ANNULER l’assignation délivrée par la SARL INVESTABM à Madame [Z] [C] en date du 20 mars 2023,

A titre principal,

Se déclarer incompétent et renvoyer la SARL INVESTABM à mieux se pourvoir au fond,

DEBOUTER la SARL INVESTABM de l’intégralité de ses demandes,

En conséquence,

ANNULER l’assemblée générale de la SARL INVESTABM du 28 juillet 2023,

La CONDAMNER à verser à Madame [Z] [C] la somme de 10.000 € au titre de l’article 700 du Code de procédure civile,

La CONDAMNER aux entiers dépens dont distraction requise au profit de Me Marie MANDEVILLE, avocat aux offres de droit.

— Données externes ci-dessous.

PR #1023, opened 2025-02-28
Openmrs pagination

### LINKED ISSUE #1003: OpenMRS pagination
We've hit on a couple of problems with OpenMRS pagination.

In 4.3.0, if you do searchPatient({ q: 'foo', limit: '100' } (does limit really have to be a string??) , it'll auto-page all data in pages of 100. It will not download 100 search results and return.

In other words, limit is actually working as pageSize, not limit, which is super misleading.

Against the new 5.0 branch, what we need to ensure is this:

- The REST API should basically auto-page by default to download the desired number of records. It should provide `limit` `pageSize` and `offset` options. These do **not** map directly to url query parameters. `pageSize` controls how many are downloaded per page. `limit` controls how many in total are downloaded. The API needs to take care to not download more than the limit. I _think_ by default we should download everything? Note that just 400 patient records seems to blow up the worker (although we're working on that)
- The `http.*` namespace should **not** auto-page by default. It should do whatever you ask of it.If you pass `query.limit`, it'll just send that to the server and give you a page of data
- _later_ we can add either a `autopage: true` option to `http.get`? Or maybe we support `options.limit` and `options.pageSize`, and for `http.get` we'll honour them for you?. But if we disable autopage by default for `http`, we can add options to enable it as minor patches later.

PiusKariuki:
## Summary

Fix pagination and include a pageSize option.

Fixes #1003

## Details

The `limit` option would act as `pageSize`  when it wasn't accompanied by a `startIndex`  parameter.  

## AI Usage

know!):

- [ ] Strategy / design
- [ ] Other
- [ ] I have not used AI

## Review Checklist

### DIFF
--- a/packages/openmrs/src/Utils.js
+++ b/packages/openmrs/src/Utils.js
@@ -65,11 +65,9 @@ export async function request(state, method, path, options = {}) {
   let queryParams = opts?.query;
   const requestOptions = queryParams ? { ...opts, query: queryParams } : opts;
 
-  if (shouldPaginate({ underGlobalLimit: true, hasPageSize: query.pageSize })) {
-    return paginate(method, url, requestOptions);
-  } else {
-    return fetchAndLog(method, url, requestOptions);
-  }
+  return (shouldPaginate({ underGlobalLimit: true, hasPageSize: query.pageSize }))
+    ? paginate(method, url, requestOptions)
+    : fetchAndLog(method, url, requestOptions);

La SARL INVESTABM demande pour sa part à la cour, dans ses dernières écritures en date du 4 septembre 2023, à la lecture desquelles il est pareillement renvoyé pour plus ample exposé des moyens en application des dispositions de l’article 455 du code de procédure civile, de :

‘ Confirmer l’ordonnance rendue le 4 juillet 2023 par le président du tribunal de commerce de Bourges en ce qu’elle a désigné Me [N] comme mandataire ad hoc avec pour mission d’exercer, en ses lieu et place, le droit de vote attaché aux 62 399 parts sociales détenues par Mme [C] dans le capital de la société INVESTABM et ce dans l’intérêt de cette dernière,

‘ Débouter Madame [C] de toutes ses demandes visant tant à annuler l’assignation en référé qui lui a été délivrée le 20 mars 2023 qu’à se déclarer incompétent et au renvoi devant le juge du fond,

‘ Juger qu’il n’y a pas lieu d’annuler les résolutions votées par Me [N] aux lieu et place de Madame [C] lors de l’assemblée générale du 28 juillet 2023,

‘ Condamner Madame [C] à lui verser une indemnité de 10 000 € sur le fondement de l’article 700 du code de procédure civile ainsi qu’aux entiers dépens dont distraction au profit de son conseil.

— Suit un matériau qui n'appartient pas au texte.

PR #1042, opened 2025-03-07
odoo: Add `downloadNewRecord` to create

### LINKED ISSUE #1008: odoo: Add `downloadNewRecord` to create
When a new instance is created in `odoo` , only the `id` of the created entity is returned and not the whole payload plus the id.

We need to add a `downloadNewRecord` option in the `create()` and default it to `false`. 

If `downloadNewRecord` is truthy, we create a new entity and get all the data for the created entity and return that plus the id to the user

Add tests and update the documentation.

hunterachieng:
## Summary

Add a `downloadNewRecord: true` option during `create` to enable downloading of the
whole record in the response.

Fixes #1008

## Details

## AI Usage

know!):

- [ ] Strategy / design
- [ ] Other
- [x] I have not used AI

## Review Checklist


josephjclark:
Thank you @hunterachieng  - I'll review this next week

packages/odoo/src/Adaptor.js
```diff
@@ -60,33 +60,44 @@ async function login(state) {
...
  * @public
  * @example <caption> Create a partner record with an external Id</caption>
  * create("res.partner", { name: "Kool Keith" }, {externalId: 23});
+ * @example <caption> Create a partner record and download the whole record in the response</caption>
+ * create("res.partner", { name: "Kool Keith" }, {downloadNewRecord: true});
  * @function
  * @param {string} model - The specific record model i.e. "res.partner"
  * @param {object} data - The data to be created in JSON.
- * @param {object} options - Options to send to the request. Includes an optional external ID for the record.
+ * @param {object} options - Options to send to the request. Includes an optional external ID for the record and a downloadNewRecord option defaulted to `false` incase a user intends to receive the whole created resource in the response.
```
josephjclark, line 74: Can we create a TypeDef for CreateOptions? This documentation is very dense and won't scale

packages/odoo/src/Adaptor.js
```diff
@@ -60,33 +60,44 @@ async function login(state) {
...
-    const response = await odooConn.create(
+    let response = await odooConn.create(
       resolvedModel,
       resolvedData,
       resolvedOptions?.externalId
     );
 
+    if (resolvedOptions.downloadNewRecord) {
+      console.log(`Fetching ${resolvedModel} resource with id ${response}...`);
+      response = await odooConn.read(resolvedModel, [response], []);
```
josephjclark, line 98: Oh, that's interesting :thinking: 

I would say that we should always return the `create` response, not the subsequent `read` response. Because the read should be sort of invisible. But I'm open to argument on that.

Also: we should only do this if the creation was successful. Presumably if it failed then `create` will throw? I note that we don't have any tests around this. Maybe we can add a test for if, say, credentials are invalid or if the record already exists?

packages/odoo/src/Adaptor.js
```diff
@@ -60,33 +60,44 @@ async function login(state) {
...
 /**
- * Create a record in Odoo
+ * Create a record in Odoo.
+ * You can pass an external ID to the options object to create a record with a specific ID.
+ * You can also pass a downloadNewRecord option to download the whole created resource in the response.
  * @public
  * @example <caption> Create a partner record with an external Id</caption>
  * create("res.partner", { name: "Kool Keith" }, {externalId: 23});
+ * @example <caption> Create a partner record and download the whole record in the response</caption>
+ * create("res.partner", { name: "Kool Keith" }, {downloadNewRecord: true});
```
josephjclark, line 70: Formatting is kind of ugly here - can we add better spacing?

packages/odoo/src/Adaptor.js
```diff
@@ -60,33 +60,44 @@ async function login(state) {
   return state;
 }
 /**
- * Create a record in Odoo
+ * Create a record in Odoo.
```
josephjclark, line 63: I note that we have no `@state` docs on create (or the other apis). Can we add them now? state.data is interesting here because it changes depending on `downloadNewRecord`

josephjclark (changes requested):
One thing that strikes me here is that in the examples, the value is in `state.data`, which means we need a second operation to use it.

But I prefer examples to be a single operation.

Maybe we can add something to the Examples docs, in the main docs repo? We can have a multi-line example there which creates a record from $.data, then take takes the new object on state.data, logs it, and aliases it on state for the next step

packages/odoo/test/Adaptor.test.js
```diff
@@ -97,6 +97,29 @@ describe('create', () => {
...
+      },
+    };
+    setMockClient(mock);
+
+    await create(
+      'res.partner',
+      { name: 'Jane Doe' },
+      { externalId: 23 }
+    )(state).catch(error => {
+      expect(error).to.be.an('error');
```
josephjclark, line 119: Maybe here we can just assert that the error message includes the string "UniqueViolation"? Just so that we know we're catching the right sort of error.

But generally nice work on this :+1:

hunterachieng: Thank you. Let me add that

packages/odoo/src/Adaptor.js
josephjclark: Ah, I think I misunderstood the code in my previous comment here.

But I'm also being mislead by the code, so I don't feel _too_ bad about it :sweat_smile: 

I think:
- forget what I said about "invisible"
- We should restore the log line
- We should fix variable names for clarity (`response` is super confusing - this isn't a HTTP response, which is normally what we mean)

```
 try {
      const newRecordId = await odooConn.create(
        resolvedModel,
        resolvedData,
        resolvedOptions?.externalId
      );

      if (resolvedOptions.downloadNewRecord) {
         const newRecord = await odooConn.read(resolvedModel, [newRecordId], []);
         return composeNextState(state, response);
      } else {
         return composeNextState(state, newRecordId);
     }
    } catch (e) {
      console.error(`Error creating ${resolvedModel} resource: ${e}`);
      throw e;
    }
```

josephjclark:
@hunterachieng Thank you, this good to go. Can you please do the release yourself?

1. Run `pnpm changeset vesion`
2. Check that the changelog for odoo is correct and you're happy with it
3. Run `pnpm install && pnpm build` just to make sure everything is up to date (you don't have to build the whole repo, you can just  build odoo)
4. Commit all changes and push
5. When CI passes, double-check the diff to make sure there's nothing weird), and then Squash and Merge the PR

josephjclark (approved):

L’affaire relevant des dispositions de l’article 905 du code de procédure civile a été fixée à l’audience du 4 octobre 2023 et la décision a été mise en délibéré pour le 23 novembre 2023.

Sur quoi :

I) sur la demande de Madame [C] tendant à l’annulation de l’assignation qui lui a été délivrée par la société INVESTABM en date du 20 mars 2023 :

Selon l’article 56 du code de procédure civile, « l’assignation contient à peine de nullité, outre les mentions prescrites pour les actes d’huissier de justice et celles énoncées à l’article 54 (‘) un exposé des moyens en fait et en droit ».

Le défaut de la mention ainsi requise par ce texte constitue un vice de forme entraînant la nullité de l’assignation s’il est démontré qu’il en est résulté un grief pour la partie assignée qui s’est trouvée ainsi empêchée d’organiser utilement sa défense.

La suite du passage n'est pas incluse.